Muchas motos, sí, y con mucha gente encima. A ver.  Pero cuánta. Hemos visto hasta cinco personas encima de una de ellas, pero es que tres y cuatro no eran nada excepcional. Familias enteras, con el padre conduciendo, un chavalín en sus rodillas, otro ensandwichado y detrás, la madre con un bebé en brazos y mochila. Ríete tú del carril BUS-VAO, eso sí que es un VAO. Un vahído más bien.

Boy scout al rescate
!Agua!
Cuatro chuches
Pero no solo era una cuestión de número, sino de uso. Porque, sin modificaciones mecánicas, caben un montón de  posibilidades. La lista es interminable: dos personas y un armario, dos y sus bolsas, cestas con patos o gallinas, bicicletas en brazos mientras el otro conduce, jaulas de pajaritos, cubos, cajas, toneles, sillas, leña, flores, fruta, cestas de cestas, bombonas de butano (de color lila), escobas, ataúdes (lo juro), vitrinas con comida para vender, redes, un cerdo o dos… Mi campeona particular fue una que llevaba una nevera. Ya tiene su mérito, ya. Pero llevarla de pie, ¡llevarla de pie!, hombre, eso sí es artístico y meritorio.
Y luego había maravillas del ingenio con adaptaciones para sostener más jaulas, vitrinas, flores o lo que sea. El colmo eran las superespecializadas en forma de puesto callejero de salchichas o similares, adosadas a modo de sidecar, de manera que la moto parecía el apéndice y no al revés. 
O los carricoches que arrastran, unidos a una bola de remolque adosada al colín; algunos son más largos que un coche y llevan en ese remolque maquinaria (una motoazada por ejemplo), una carga de mazorcas de maíz u hortalizas, 5 y hasta seis personas, maderas y tubos, otras motos… La bomba. 
Qué rica la mazorca

Estilo, eso es estilo
Preparados, listos
¿Y el modo de conducir? Tranquilo por lo general, de tal suerte que hay lugar y tiempo para cualquier cosa sin dejar de esquivar peatones, bicis, coches y, sobretodo, otras motos. Se puede conducir con una mano mientras con la otra sujetas una inmensa bolsa a tus espaldas. Puedes llevar un periódico en el manillar y leerlo en los semáforos. Puedes llevar a dos niños al colegio, con sus mochilas escolares y sus uniformes -algunas motos llevan un manillar de juguete almohadillado en medio del de verdad, con peluches, para que el niño que va allí pueda agarrarse mejor y hasta dar una cabezadita… Sin olvidar que se puede, perfectamente, ir cuatro en una moto de tal manera que ella, muy chic, monta a lo amazona y él, muy businessman habla por teléfono. Juro que les quedaba sitio en el trasportín para un quinto pasajero.

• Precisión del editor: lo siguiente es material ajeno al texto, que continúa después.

PR #6892, opened 2020-11-20
Add link for 'report abuse' to help menu

### LINKED ISSUE #6890: Reporting Abuse article should be displayed under 'help' header
[A highly upvoted comment](https://osu.ppy.sh/comments/1320799) from the recent abuse-related newspost made by peppy makes a good point - we should probably include a link to the abuse reporting article under the help header for extra visibility.

```https://osu.ppy.sh/help/wiki/Reporting_Bad_Behaviour/Abuse```

### PR DESCRIPTION
**Pull request by nekodex**
resolves #6890

### DIFF
--- a/resources/lang/en/layout.php
+++ b/resources/lang/en/layout.php
@@ -77,9 +77,9 @@ return [
         ],
         'help' => [
             '_' => 'help',
+            'getAbuse' => 'report abuse',
             'getFaq' => 'faq',
             'getRules' => 'rules',
-            'getAbuse' => 'report abuse',
             'getSupport' => 'no, really, i need help!',
             'getWiki' => 'wiki',
         ],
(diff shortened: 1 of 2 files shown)

### CODE REVIEW

**Review by peppy — APPROVED** [review]

File: resources/lang/en/layout.php [hunk 1]
```diff
@@ -79,6 +79,7 @@
             '_' => 'help',
             'getFaq' => 'faq',
             'getRules' => 'rules',
+            'getAbuse' => 'report abuse',
```
nanaya, line 82: Translation keys are sorted. Also not sure about calling it `getAbuse` :thinking: (and I'm not sure why this entire section is still using `get` prefix either)

nanaya (changes requested):

peppy (approved):

PR #6903, opened 2020-11-24
Fix not being able to delete grouped notifications

### LINKED ISSUE #6900: Wrong parameter passed for batch notification destroy
Recent update broke deleting notifications by identity as the frontend for deleting is still sending identities in older format.

Sentry Issue: [OSU-WEB-7SX](https://sentry.io/organizations/ppy/issues/2043495116/?referrer=github_integration)

notbakaneko:
closes #6900

### DIFF
--- a/app/Libraries/Notification/BatchIdentities.php
+++ b/app/Libraries/Notification/BatchIdentities.php
@@ -44,13 +44,20 @@ class BatchIdentities
         return $obj;
     }
 
-    public static function scrubIdentities(array $params)
+    public static function scrubIdentities($params)
     {
-        $identities = array_map(function ($param) {
-            return is_array($param) ? static::scrubIdentity($param) : null;
-        }, $params);
+        if (!is_array($params)) {
+            return [];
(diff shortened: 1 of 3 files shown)


nanaya:
May want to fix the backend error as well when invalid parameter is passed.

app/Libraries/Notification/BatchIdentities.php
```diff
@@ -46,6 +44,15 @@ public static function fromParams(array $params)
         return $obj;
     }
 
+    public static function scrubIdentities(array $params)
+    {
+        $identities = array_map(function ($param) {
+            return is_array($param) ? static::scrubIdentity($param) : null;
+        }, $params);
+
+        return array_values(array_filter($identities));
```
nanaya, line 53: maybe foreach and only add to array if not null instead of this map/filter/values chain?

nanaya (changes requested):

nanaya (approved):

PR #6909, opened 2020-11-27
Add per-user new beatmap notification

### LINKED ISSUE #5635: Subscribing to mapper
There are many mappers that make great maps. Wouldn't it be great if you could be notified when they submit a new map?

I imagine there would be a page where you can manage your subscription for each mapper. You would be able to filter subscriptions by gamemode, star rating, CS (or keymode), OD, AR, and map length so you could receive notification for the types of maps you want. I don't know if filters should be global or per subscription.

nanaya:
No listing page yet ( ﾟ ヮﾟ)

Actual event broadcast must be done by whatever handling beatmapset upload.

Also it currently comes up in notification popup under "profile" due to being grouped by user.

Resolves #5635. No filtering though.

Endpoint for broadcasting new map:

```
POST /_lio/beatmapsets/:id/broadcast-new
```


resources/assets/lib/follow-user-modding-button.tsx
```diff
@@ -0,0 +1,118 @@
...
+  follow: boolean;
+  loading: boolean;
+}
+
+const bn = 'user-action-button';
+
+export default class FollowUserModdingButton extends React.Component<Props, State> {
+  private buttonRef = React.createRef<HTMLButtonElement>();
+  private eventId = `follow-user-modding-button-${osu.uuid()}`;
+  private xhr: JQueryXHR | null = null;
```
notbakaneko, line 25: just `private xhr?: JQueryXHR`? it's never unset

resources/assets/lib/interfaces/current-user.ts
```diff
@@ -8,6 +8,7 @@ import GameMode from './game-mode';
 
 export default interface CurrentUser extends UserJsonExtended {
   blocks: UserRelationJson[];
+  follow_user_modding: number[];
```
notbakaneko, line 11: I wonder if nested object would be more useful for this, but then again we don't know if more `follow` ids would go in there 🤔

notbakaneko (changes requested):

notbakaneko (approved):

PR #6917, opened 2020-12-01
fix grammar in testflight page

tybug:


Joehuu (approved):

peppy (approved):

peppy:
Should really be localisable but this will do for now.

PR #6925, opened 2020-12-02
Fix front-end part of full BN nomination check

### LINKED ISSUE #6922: Probationary BN cannot nominate a map nominated by a full BN
Jerry (probationary taiko bn) apparently can't nominate https://osu.ppy.sh/beatmapsets/1121548/discussion, which is currently nominated by frukoyurdakul (full taiko bn). Probably related to the new nomination restrictions from https://github.com/ppy/osu-web/pull/6832.

nanaya:
Resolves #6922.

### DIFF
--- a/resources/assets/lib/beatmapsets/beatmapset-json.ts
+++ b/resources/assets/lib/beatmapsets/beatmapset-json.ts
@@ -14,7 +14,7 @@ interface BeatmapsetCovers {
 }
 
 export function isBeatmapsetNominationEvent(x: BeatmapsetEvent): x is BeatmapsetNominationEvent {
-  return x.type === 'nominate' && x.comment != null && Array.isArray(x.comment.modes);
+  return x.type === 'nominate' && Array.isArray(x.comment?.modes);
 }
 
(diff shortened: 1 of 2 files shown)


resources/assets/lib/beatmapsets/beatmapset-json.ts
```diff
@@ -13,6 +13,17 @@ interface BeatmapsetCovers {
   slimcover: string;
 }
 
+export function isBeatmapsetNominationEvent(x: BeatmapsetEvent): x is BeatmapsetNominationEvent {
+  return x.type === 'nominate' && x.comment != null && Array.isArray(x.comment.modes);
```
nekodex, line 17:
```suggestion
  return x.type === 'nominate' && Array.isArray(x.comment?.modes);
```

nanaya: But that will call `isArray` on `undefined` :thinking:

nekodex: which returns false anyway?

nekodex (approved):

Para terminar, el equipamiento del piloto. En caso de lluvia, cosa nada infrecuente, todo cubierto con chubasqueros modelo CarpadelPrice que lo cubre todo menos los ojos del conductor. Casco llevan siempre los conductores, eso es cierto. Un quitamultas que me vendían por cuatro euros. Ya el pasajero es otra historia, y menos si son niños, que no  terminan de comprender las ventajas de seguridad que les reporta un casco. A ver, sinceridad, ¿para qué se van a poner un casco como medida de seguridad cinco tipos en un moto?  Honestos, son honestos. Vamos como nos sale y punto. Lo que perdonan menos es la mascarilla, que en el campo no usan apenas pero en ciudad nunca falla. Puede ser a juego con el casco (las chicas), puede ser plenamente quirúrgico-sanitaria, puede ser de algodón o de fibra, puede tener los cuadros de Burberrys o ser lisa y lasa, infantil o seria, puede tener una o dos cintas de enganche al cuello pero la mascarilla, junto al casco y el chubasquero va siempre en la moto. Los guantes fallan más, pero con ese clima tampoco extraña, la verdad.


Esperando el porvenir y el porvenir que no llega...
He mentido, para terminar de verdad, y me quedan cosas por contar, debo decir que acabo de encontrar la foto de un tipo en una esquina de Saigón durmiendo ricamente una siesta encima de su sillín, tumbado y descalzo. Se puede. Olé.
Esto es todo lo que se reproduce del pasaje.